Categories Data & Analytics

Wordle is a simple-looking word game – every morning, the game chooses a word and you are given 6 guesses to find it. With each guess, you are given clues as to how correct you are, allowing your follow up guess to (hopefully) be closer to the answer. The game, which is very similar to Mastermind, has become incredibly popular with the internet. While it started as a pet project, a game for the developer’s partner to play, it now has over 2 million players trying to guess each day’s word. If you’ve not played it, you may at least have seen the cryptic symbols that are an interpretation of your days attempt posted being on Twitter.

Picture 1

Figure 1: One day scientists may finally discover what these strange patterns and symbols mean

Wordle is deceptively simple, it can be quick to play, and you usually always reach your answer in your 6 goes. However, trying to find the best strategy means you have to answer some interesting questions: what is the absolute best word at the beginning, and then what is the best word to play at every other step? This is what the Waterstons’ data team have been thinking about in meetings, pubs and chats over the last few weeks. The process of “solving” Wordle, thoroughly with a computer, may lead to a strategy that is not the most intuitive for a human to try to play the game with. However, by thinking algorithmically, we can start to try to build a computer better at Wordle-ing than us.

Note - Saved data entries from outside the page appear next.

PR #1288, opened 2019-12-12
all: make code "go vet"-clean

bobg:
Mostly this involved adding keys to composite literals, which `go vet` recently started requiring. However, there are a few legitimate bugfixes in here:

- Some structs were being copied with `a := *b` that should not have been, because they included `sync.Mutex`es.
- Some unreachable code was meant to be retrying indexing failures.
- Some context cancelers were not being called.

This PR also runs the whole tree through `go fmt`, producing a few additional diffs.


aviau:
I've rebased this PR and fixed conflicts in https://github.com/perkeep/perkeep/pull/1379. Closing this one for now.

PR #1290, opened 2019-12-14
make.go: add -offline flag

### LINKED ISSUE #1286: How to compile without internet access?
I'm regularly in a situation where I'm working without internet access. Unfortunately it seems that running `go run make.go` in this situation doesn't work because it still wants to contact a remote server. I've already compiled the code beforehand with internet access, so I already have all of the dependencies available locally. Is there a way to make this work?

mpl:
Also update to Go1.13.5

Fixes #1286


bradfitz:
Thanks!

So, where should I start my game?

Typically, the most popular method of deciding the “best” first word comes from counting the vowels and consonants [1]. The argument goes, if we know that more words have “S” as the first letter than “Z”, our first guess should not start with “Z”. If almost no words have “uu” in them, we should not choose a word with this in it first. This is fairly intuitive, and by searching through the dictionary (specifically, the custom dictionary wordle uses to decide if your guess is a valid word) you can come up with a list of words that would appear to be the finest first guesses you could make. Doing this results in words like “Soare”, “Saree” and “Seare” being suggested. Aside from this, I’ve also seen it noted that playing “Wader”, “Bumph”, “Stock” then “Vinyl” tests almost every letter, and maybe they should be played. Becky from Waterstons’ marketing department (the genius who managed it Wordle #208 in her 2nd guess!) comes out to bat pretty hard for “About” as a first choice.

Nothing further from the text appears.